- Born: 5 March 1911 Portaferry, County Down, Ireland
- Died: 7 June 1995 (aged 84) Belfast, Northern Ireland
- Occupations: Actor; playwright; novelist; manager; short-story writer;
- Years active: 1947–1964
- Spouse: Lena Milligan ​ ​(m. 1942)​
- Children: 2, including Frances Tomelty
- Family: Joe Sumner (grandson)

= Joseph Tomelty =

Irish actor, playwright and novelist (1911–1995)

Joseph “Joe” Tomelty (5 March 1911 - 7 June 1995) was an Irish actor, playwright, novelist, short-story writer and theatre manager. He worked in film, television, radio and on the stage, starring in Sam Thompson's 1960 play Over the Bridge.

==Life and career==
Born in Portaferry in 1911, he was the son of James Tomelty, a skilled fiddler who was nicknamed "Rollicking"; and the brother of Peter Tomelty, a tenor and recording artist. Tomelty's exposure to music at a young age influenced his work as a playwright, with several of his stage works being named after songs, including The Singing Bird (1948), Down the Heather Glen (1953) and The Drunken Sailor (1954).

Tomelty was a co-founder, in 1940, of the Group Theatre in Belfast, and served as its general manager until 1951.

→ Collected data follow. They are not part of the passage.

PR #394, opened 2021-11-15
refactor: generalize action buttons

haxxmaxx:
Been thinking about how to remove the duplicate code here for a while. This is obviously more compact and general, but is it as readable as it was before? If hard to understand I'm not sure this is an approvement


eliseeborn:
I think this makes seeing what the differences between the buttons are clearer, but it might make it a little harder to read the first time you're looking at it? 
Either way I think it's better this way :)

haxxmaxx:
> I think this makes seeing what the differences between the buttons are clearer, but it might make it a little harder to read the first time you're looking at it? Either way I think it's better this way :)

Yeah that is my take too, then I think we go with this

eliseeborn (approved):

He married Lena Milligan in 1942.
They had two daughters together: Frances Tomelty is an actress and the first wife of singer and musician Sting; while Roma Tomelty (d. 22 April 2020) was also an actress.

==Works==

===Plays===
- Barnum Was Right (1939)
- Idolatry at Inishargie (1942)
- Poor Errand (1943)
- Right Again Barnum (1943)
- The End House (1944)
- All Souls' Night (1948)
- The Singing Bird (1948)
- Down the Heather Glen (1953)
- April in Assagh (1954)
- The Drunken Sailor (1954)
- Is the Priest at Home? (1954)
- A Year in Marlfield (1965)

===Novels===
- Red Is the Port Light (1948)
- The Apprentice (1953)

===Radio===
- Barnum Is Right (1938)
- Elopement (1939)
- The McCooeys (1948)

===Complete filmography===

- Odd Man Out (1947) - 'Gin' Jimmy, the cabbie
- Shark Island (1951) - Seán
- Treasure Hunt (1952) - Poacher
- The Sound Barrier (1952) - Will Sparks
- You're Only Young Twice (1952) - Dan McEntee
- The Gentle Gunman (1952) - Dr Brannigan
- The Gentle Maiden (1953 TV movie) - John Clarke
- The Oracle (1953) - Terry Roche
- Melba (1953) - Thomas Mitchell
- Meet Mr Lucifer (1953) - Mr. Pedelty
- Hell Below Zero (1954) - Capt. McPhee
- Front Page Story (1954) - Dan
- Hobson's Choice (1954) - Jim Heeler
- Devil Girl from Mars (1954) - Prof. Arnold Hennessey
- Happy Ever After (1954) - Dooley
- The Young Lovers (1954) - Moffatt
- Simba (1955) - Dr. Hughes
- Bedevilled (1955) - Father Cunningham
- A Kid for Two Farthings (1955) - Vagrant
- John and Julie (1955) - Mr. Davidson
- Timeslip (1955) - Detective Inspector Cleary
- A Prize of Gold (1955) - Uncle Dan
- Moby Dick (1956) - Peter Coffin (voice dubbed by John Huston)
- A Night to Remember (1958) - Dr. William O'Loughlin
- Tread Softly Stranger (1958) - Joe Ryan
- The Captain's Table (1959) - Dalrymple
- Upstairs and Downstairs (1959) - Arthur Farringdon
- Next to No Wife (1959 TV movie) - Canon Fergus Brodie
- Life Is a Circus (1960) - Joe Winter
- Hell Is a City (1960) - Furnisher Steele
- The Day They Robbed the Bank of England (1960) - Cohoun
- Lancelot and Guinevere (1963) - Sir Kaye
- The Black Torment (1964) - Sir Giles Fordyke

==The McCooeys==
Tomelty's family-based radio sitcom The McCooeys was first broadcast on the BBC Home Service in Northern Ireland on 13 May 1949, becoming the region's most listened-to programme over the next six years. Centre Stage Theatre Company, co-founded by his daughter Roma and her husband Colin Carnegie, revived four of the episodes in a stage version, directed by Michael Quinn and performed in the refurbished Grand Opera House Studio Theatre in February 2022.